The war is coming home to Moscow – in graphic form. Even in a country that circumscribes information about the bloody conflict in Ukraine, shock is immense. Dignified state TV pictures of Igor Kirillov in uniform and a cordoned-off building have been superseded by social media images of a bleeding body in the snow and detritus of a massive explosion which killed the man who headed Russia’s Nuclear, Biological, Chemical Defence Forces (and his assistant). The title is a blunt misnomer – Kirillov was an aggressor, not a defender, in the use of chemical weapons in Ukraine.
It is the latest in a slew of killings of senior Russian officials carried out by Kyiv’s ruthless SBU state security service – and this time no doubt has been left about the reasoning: Ukraine declared Kirillov a war criminal just the day before the fatal attack.
For President Zelensky’s strategists, the bigger prize than Kirillov himself is bringing retribution to a prosperous part of the Russian capital, a suburb of apartment blocks inhabited by senior figures in the state apparatus.
The bargain that the Kremlin has struck with Russia’s population to justify a growing state of oppression is that Putin is the sole guarantor of their safety – literally “bezopasnost” or “absence of danger” is a phrase deployed receptively by the propaganda machine.
But even a secretive system is struggling to conceal the humiliation of assassinations both of a key figure in the country’s missile programme, and a brigadier commanding Russia’s missile ships in the Black Sea (the latter, Valery Trankovsky, was killed last month in a Crimea car bombing). To the objection that this is an escalation, the Ukrainian position is unapologetic: if Russia can bring war to Ukrainian cities, then Kyiv can do the same to its bigger neighbour.

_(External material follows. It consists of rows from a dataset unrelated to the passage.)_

Issue #7919, opened 2025-04-03
`ECClass.getProperties()` returns empty list


grigasp:
**Describe the bug**

Then `ECClass.getProperties()` is called multiple times without waiting for the first call to resolve, the subsequent calls return empty list.

**To Reproduce**

1. Apply this diff on https://github.com/iTwin/itwinjs-core/commit/2ce423e03127f15636c096d454dd9a9ba3e704ea:
   ```diff
   diff --git a/core/ecschema-metadata/src/test/Metadata/Class.test.ts b/core/ecschema-metadata/src/test/Metadata/Class.test.ts
   index 2f74cc8891..afb6cd1e29 100644
   --- a/core/ecschema-metadata/src/test/Metadata/Class.test.ts
   +++ b/core/ecschema-metadata/src/test/Metadata/Class.test.ts
   @@ -44,7 +44,7 @@ describe("ECClass", () => {
          schema = new Schema(new SchemaContext(), "TestSchema", "ts", 1, 0, 0);
        });
   
   -    it("inherited properties from base class", async () => {
   +    it.only("inherited properties from base class", async () => {
          const baseClass = new EntityClass(schema, "TestBase");
          const basePrimProp = await (baseClass as ECClass as MutableClass).createPrimitiveProperty("BasePrimProp");
   
   @@ -52,6 +52,10 @@ describe("ECClass", () => {
          await (entityClass as ECClass as MutableClass).createPrimitiveProperty("PrimProp");
          entityClass.baseClass = new DelayedPromiseWithProps(baseClass.key, async () => baseClass);
   
   +      const [res1, res2] = await Promise.all([entityClass.getProperties().then((x) => [...x]), entityClass.getProperties().then((x) => [...x])]);
   +      expect(res1).to.have.lengthOf(2);
   +      expect(res2).to.have.lengthOf(2);
   +
          expect(await entityClass.getProperty("BasePrimProp")).to.be.undefined;
          expect(await entityClass.getProperty("BasePrimProp", false)).to.be.undefined;
          expect(await entityClass.getProperty("BasePrimProp", true)).equal(basePrimProp);
   ```
 
2. Run `ecschema-metadata` tests.
3. Notice the test fails with:
   ```
  1) ECClass
       get properties
         inherited properties from base class:

      AssertionError: expected [] to have a length of 2 but got +0
      + expected - actual

      -0
      +2

      at Context.<anonymous> (src\test\Metadata\Class.test.ts:57:28)
   ```

[...]

PR #7961, opened 2025-04-11
Fix for ECClass.getProperties() which returns empty list when called multiple times [release/4.11.x]

Abhijeet-Bentley:
Issue Link: https://github.com/iTwin/itwinjs-core/issues/7919
This is already fixed on master by an independent change

- Introduced a _propertyCachePromise field to track ongoing cache builds
- buildPropertyCache() now builds the merged property list in isolation and returns it instead of mutating _mergedPropertyCache
- Final result is only assigned to _mergedPropertyCache after a successful build
- Ensures that only one build processes run at a time

### DIFF
--- a/core/ecschema-metadata/src/test/Metadata/Class.test.ts
+++ b/core/ecschema-metadata/src/test/Metadata/Class.test.ts
@@ -19,7 +19,6 @@ import { SchemaKey } from "../../SchemaKey";
 import { createSchemaJsonWithItems } from "../TestUtils/DeserializationHelpers";
 import { createEmptyXmlDocument, getElementChildren, getElementChildrenByTagName } from "../TestUtils/SerializationHelper";
 import { StrengthDirection } from "../../ECObjects";
-import { Property } from "../../ecschema-metadata";
 
 /* eslint-disable @typescript-eslint/naming-convention */
 
@@ -60,7 +59,7 @@ describe("ECClass", () => {
       expect(await entityClass.getInheritedProperty("PrimProp")).to.be.undefined;
     });
 
-    it.only("successfully executes multiples calls to getProperties", async() => {
+    it("successfully executes multiples calls to getProperties", async() => {
       const schemaJson = {
         $schema: "https://dev.bentley.com/json_schemas/ec/32/ecschema",
         name: "TestSchema",


core/ecschema-metadata/src/test/Metadata/Class.test.ts
```diff
@@ -59,6 +59,31 @@ describe("ECClass", () => {
...
+      await (baseClass as ECClass as MutableClass).createPrimitiveProperty("ParentPrimProp2");
+      await (baseClass as ECClass as MutableClass).createPrimitiveProperty("ParentPrimProp3");
+
+      const entityClass = new EntityClass(schema, "Child");
+      await (entityClass as ECClass as MutableClass).createPrimitiveProperty("ChildPrimProp");
+      await (entityClass as ECClass as MutableClass).createPrimitiveProperty("ChildPrimProp2");
+      await (entityClass as ECClass as MutableClass).createPrimitiveProperty("ChildPrimProp3");
+      entityClass.baseClass = new DelayedPromiseWithProps(baseClass.key, async () => baseClass);
+
+      const [res1,res2] = await Promise.all([entityClass.getProperties().then((x)=>[...x]), entityClass.getProperties().then((x)=>[...x]), entityClass.getProperties().then((x)=>[...x])]);
```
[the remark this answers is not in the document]
Abhijeet-Bentley: That is a blunder on my part. I have fixed it.

common/api/ecschema-metadata.api.md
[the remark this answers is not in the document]
Abhijeet-Bentley: Yes, it is.

common/changes/@itwin/ecschema-metadata/abhi-ecclass-getProperties-issue_2025-04-11-12-07.json
```diff
@@ -0,0 +1,10 @@
+{
+  "changes": [
+    {
+      "packageName": "@itwin/ecschema-metadata",
+      "comment": "The method buildPropertyCache() now return a Property[] instead of being void and no longer has result: Property[] and existingValues: Map<string,number> as params.",
```
grigasp, line 5:
```suggestion
      "comment": "**BREAKING:** The signature of protected method `ECClass.buildPropertyCache()` has been changed to take less arguments and return a `Promise<Property[]>`.",
```

grigasp (approved):

core/ecschema-metadata/src/test/Metadata/Class.test.ts
```diff
@@ -59,6 +59,34 @@ describe("ECClass", () => {
       expect(await entityClass.getInheritedProperty("PrimProp")).to.be.undefined;
     });
 
+    it("successfully executes multiples calls to getProperties", async() => {
+      const baseClass = new EntityClass(schema, "Parent");
```
rschili, line 63: We discussed in our daily call that construction of a schema is better done from JSON instead of doing it like this. Please change this test even if there are others in the same file which do this.

rschili:
Hold on a second. You want to merge this into release/4.11.x, but the bug was reported for 4.10.2, which will be unaffected by the change.
The normal workflow is to implement fixes on the master branch and once those are merged, we use mergify to backport them to 4.11 and potentially 4.10. At that stage management often decides whether we want to backport and how far.

Directly fixing something on 4.11 without a fix on master is not right. Please fix this on master first and then backport + adjust fixes for the older releases. This needs to be coordinated with Colin and Arun.

rschili (approved):

grigasp:
> You want to merge this into release/4.11.x, but the bug was reported for 4.10.2, which will be unaffected by the change.

Just to make this clear, I'm fine with the fix landing on `4.11` rather than `4.10`.

common/changes/@itwin/ecschema-metadata/abhi-ecclass-getProperties-issue_2025-04-11-12-07.json
```diff
@@ -0,0 +1,10 @@
+{
+  "changes": [
+    {
+      "packageName": "@itwin/ecschema-metadata",
+      "comment": "**BREAKING:** The signature of protected method `ECClass.buildPropertyCache()` has been changed to take less arguments and return a `Promise<Property[]>`.",
+      "type": "none"
+    }
+  ],
+  "packageName": "@itwin/ecschema-metadata"
+}
```
StefanApfel-Bentley, line 10: Since this is a protected method that we marked as internal api (in the other PR), I don't think we should add a message for that to the changelog. I don't think we want to allow callers outside this package to re-build the property cache.

grigasp:
@StefanApfel-Bentley, please note this is targeting the `release/4.11.x` branch.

At the same time, Ukraine wants to change the focus away from losses and weaknesses on its front line to a narrative which will hearten a population tiring of conscription, as hostilities have dragged on and the prospect of all-out territorial liberation recedes.
Ukraine’s conventional forces are in a weakened state. But the country is forcing domestic Russian attention to the consequences of the conflict and in so doing, it hopes to weaken Putin’s iron grip on the military machine and intensify doubts about the management of the war known to exist among the much-reshuffled top brass.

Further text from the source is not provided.